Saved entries

PR #12928, opened 2026-07-13
feat(release): CompatibilityMutator + fix inject() idempotence (PR 8)

bradymiller:
PR 8 of the "Changelog surface early-migration slice" (see `docs/release-mechanism-migration-from-devops.md`).

**Sequencing note (resequenced 2026-07-13):** originally slotted as a non-blocking follow-up, but promoted to land **before PR 5** to close the compat-gap window. Without this, PR 5's section-extract would pull an entry missing the "### Minimum supported versions" block for 8.2.1+, since ChangelogMutator alone doesn't produce that section.

## New mutator

`tools/release/src/Mutator/CompatibilityMutator.php` under namespace `OpenEMR\\Release\\Mutator` — same autoload-dev placement as `ChangelogMutator`, alongside its `CompatibilityDeriver` + `CompatibilityNotesRenderer` deps.

**Wired AFTER ChangelogMutator** on both rel + master scopes via the same `class_exists()`-guarded FQCN pattern. Ordering matters — CompatibilityMutator injects into the `## [X.Y.Z]` heading that ChangelogMutator writes.

`appendOptionalReleaseMutators()` refactored to loop over an array of FQCNs (was one hardcoded entry).

## CI-directory sourcing

On both scopes the mutator materializes rel branch's `ci/*/docker-compose.yml` files via `git ls-tree` + `git show` per file (not `git archive` — `.gitattributes` marks `ci/` as `export-ignore`, correctly, since ci configs shouldn't ship in release tarballs, but that means `git archive` silently produces an empty tarball).

Master scope needs this materialization because master's `ci/` can diverge from rel-820's during the release window (master accepts newer CI additions the release wasn't tested against). Rel scope uses the same code path for uniformity — one code path, tested once.

## `inject()` idempotence fix

CR round-2 finding on PR 4 (openemr/openemr#12925): `CompatibilityNotesRenderer::inject()` was non-idempotent — a second call on already-injected notes duplicated the section by blindly splicing after the first `## ` heading. This PR is the first live consumer, so we own the behavior.

Fix: strips any existing `### Minimum supported versions` block (bounded by heading + next `##`-prefixed heading of any depth or EOF) before injecting. Rerun with same section → no diff. Rerun with different minimums → stale block replaced instead of duplicated.

## Latent bug in ChangelogMutator (fixed here)

Noticed while planning PR 8: `release-prep.yml`'s **rel-scope** invocation did NOT pass `--rel-branch`, so `$context->relBranch` was null on rel scope. ChangelogMutator's `resolveRangeHead()` throws when target tag doesn't exist AND relBranch is null — exactly the pre-tag release-prep-PR-open case. **Would have blown up on the first real 8.2.1 release-prep run.**

Fix: pass `--rel-branch` on rel scope too (workflow already computes `steps.resolve.outputs.branch`). CompatibilityMutator needs the same input for its git-tree reads + matrix URL.

## Whitelist

`.composer-require-checker.json` gets a second whitelist entry (`OpenEMR\\Release\\Mutator\\CompatibilityMutator`) alongside `ChangelogMutator`, same "documented cross-boundary" reason.

## Tests

At `tests/Tests/Isolated/Release/`:

- **`CompatibilityMutatorTest`** — 6 cases exercising real `CompatibilityDeriver` + `Renderer` against a scratch git repo with seeded `ci/` dirs + `rel-820` branch: relBranch required, injection ordering (compat before Fixed), matrixUrl uses rel-branch, rerun idempotence, master-scope reads rel branch's `ci/` (not master's `ci/` after intentional drift), MutatorResult shape.
- **`CompatibilityNotesRendererTest`** — 5 cases covering render shape, injection after version heading, prepend when no heading, idempotence (rerun no diff), and stale-section replacement.

Isolated suite: 3756 tests, all pass. PHPStan clean. Composer-require-checker clean.

## Live smoke test

Ran the mutator against real rel-820's `ci/` via git ls-tree + git show. Output:

```
## [8.2.99](https://github.com/openemr/openemr/compare/v8_2_0...v8_2_99) - 2026-07-13

### Minimum supported versions

- **PHP** 8.2+
- **MariaDB** 10.6+
- **MySQL** 5.7+

See the [tested CI matrix](https://github.com/openemr/openemr/tree/rel-820/ci) for all tested version combinations.
```

Exactly the shape 8.2.0's committed CHANGELOG entry has today.

## Coordinated

**Coordinated rel-820 companion PR** (opening after this one merges) to add the `OpenEMR\\Release\\Mutator\\CompatibilityMutator` whitelist entry to rel-820's `.composer-require-checker.json`. Same shape as #12927 was for ChangelogMutator's whitelist, since `.composer-require-checker.json` isn't in the byte-identical set.

## Test plan

- [ ] CI green
- [ ] After merge: open rel-820 companion PR for whitelist
- [ ] After both land: sync workflow re-fires cleanly against rel-820 (byte-identical picks up the new mutator + wiring + renderer fix)
- [ ] Next real release cycle (probably 8.2.1) is the acceptance test end-to-end

### DIFF
--- a/.codespell-ignore-words.txt
+++ b/.codespell-ignore-words.txt
@@ -112,6 +112,7 @@ cancelled
 # These require separate PRs with proper testing (see SPELLCHECK_BATCHES.md)
 cant
 collapsable
+deriver
 detatch
 durationm
 ect
--- a/.composer-require-checker.json
+++ b/.composer-require-checker.json
@@ -25,6 +25,7 @@
         "OpenEMR\\Common\\Http\\UploadedFile",
         "OpenEMR\\Gacl\\Hashed_Cache_Lite",
         "OpenEMR\\Release\\Mutator\\ChangelogMutator",
+        "OpenEMR\\Release\\Mutator\\CompatibilityMutator",
         "Pdo\\Mysql",
         "PHPUnit\\Framework\\Attributes\\Test",
         "Psy\\Shell",
--- a/.github/workflows/release-prep.yml
+++ b/.github/workflows/release-prep.yml
@@ -247,10 +247,12 @@ jobs:
       if: steps.resolve.outputs.should-run != 'false'
       env:
         VERSION: ${{ steps.resolve.outputs.version }}
+        REL_BRANCH: ${{ steps.resolve.outputs.branch }}
       run: |
         php bin/console openemr:release-prep \
           --skip-globals \
           --target-version="${VERSION}" \
+          --rel-branch="${REL_BRANCH}" \
           --scope=rel
 
     # Open/update the long-lived release-prep PR via peter-evans/create-pull-request,
--- a/src/Common/Command/ReleasePrepCommand.php
+++ b/src/Common/Command/ReleasePrepCommand.php
@@ -217,24 +217,32 @@ final class ReleasePrepCommand extends Command
      * composer-require-checker does not flag the cross-boundary
      * dependency.
      *
+     * Ordering matters: CompatibilityMutator must run AFTER
+     * ChangelogMutator because it injects into the `## [X.Y.Z]` heading
+     * ChangelogMutator writes.
+     *
      * @param list<MutatorInterface> $mutators
      */
     private function appendOptionalReleaseMutators(array &$mutators): void
     {
-        // FQCN via ::class: composer-require-checker sees the reference
-        // (which is why the class name is whitelisted in
+        // FQCNs via ::class: composer-require-checker sees the reference
+        // (which is why the class names are whitelisted in
         // .composer-require-checker.json), but autoload is not triggered
         // by the reference itself — only by the guarded new below. Under
-        // a production `composer install --no-dev` the class is not
+        // a production `composer install --no-dev` the classes are not
         // autoloadable, class_exists() returns false, and the mutator is
         // silently skipped. Kept as ::class (rather than a plain string
         // literal) so an IDE can refactor the FQCN alongside the file if
         // it ever moves.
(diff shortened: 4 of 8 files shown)


bradymiller:
CR round-1 addressed as \`46684d8818\`. Both findings were real:

**Critical — inject() strip regex not scoped to target section**: My prior fix scanned the whole notes buffer for the existing block. On a real multi-release CHANGELOG where an OLDER `## [X.Y.Z]` had its own compat block, the strip would delete the older release's block. Test fixtures only had one `## ` heading so this wasn't caught.

Fix: scope the strip to the FIRST `## ` section's contents (heading → next `## ` or EOF). Older release sections keep their compat blocks intact. New test in `CompatibilityNotesRendererTest` uses a two-release fixture to assert this + a companion end-to-end test in `CompatibilityMutatorTest`.

**Major — bare `rel-820` name not resolvable in master-checkout**: Correct — `master-checkout` has `refs/remotes/origin/rel-820` (via `fetch-depth: 0`) but not `refs/heads/rel-820`. My prior code used the bare name in `git ls-tree` + `git show`, which would miss on master scope.

Fix: new `resolveRelBranchRef()` tries the bare name (rel scope), falls back to `origin/<rel>` (master scope), throws with a fetch hint otherwise. Both git operations use the resolved ref. New test simulates the exact master-checkout shape (bare clone + `--single-branch`, explicit fetch refspec) and asserts the mutator succeeds; companion test asserts the throw message when neither ref resolves.

15/15 tests pass. phpstan clean.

# TASK OBJECTIVE:
Copy, please, exactly the lines that start at the first line of the data and end at the line containing "## CI-directory sourcing", both kept and no others.

# RESPONSE FOR THIS EXERCISE:
PR #12928, opened 2026-07-13
feat(release): CompatibilityMutator + fix inject() idempotence (PR 8)

bradymiller:
PR 8 of the "Changelog surface early-migration slice" (see `docs/release-mechanism-migration-from-devops.md`).

**Sequencing note (resequenced 2026-07-13):** originally slotted as a non-blocking follow-up, but promoted to land **before PR 5** to close the compat-gap window. Without this, PR 5's section-extract would pull an entry missing the "### Minimum supported versions" block for 8.2.1+, since ChangelogMutator alone doesn't produce that section.

## New mutator

`tools/release/src/Mutator/CompatibilityMutator.php` under namespace `OpenEMR\\Release\\Mutator` — same autoload-dev placement as `ChangelogMutator`, alongside its `CompatibilityDeriver` + `CompatibilityNotesRenderer` deps.

**Wired AFTER ChangelogMutator** on both rel + master scopes via the same `class_exists()`-guarded FQCN pattern. Ordering matters — CompatibilityMutator injects into the `## [X.Y.Z]` heading that ChangelogMutator writes.

`appendOptionalReleaseMutators()` refactored to loop over an array of FQCNs (was one hardcoded entry).

## CI-directory sourcing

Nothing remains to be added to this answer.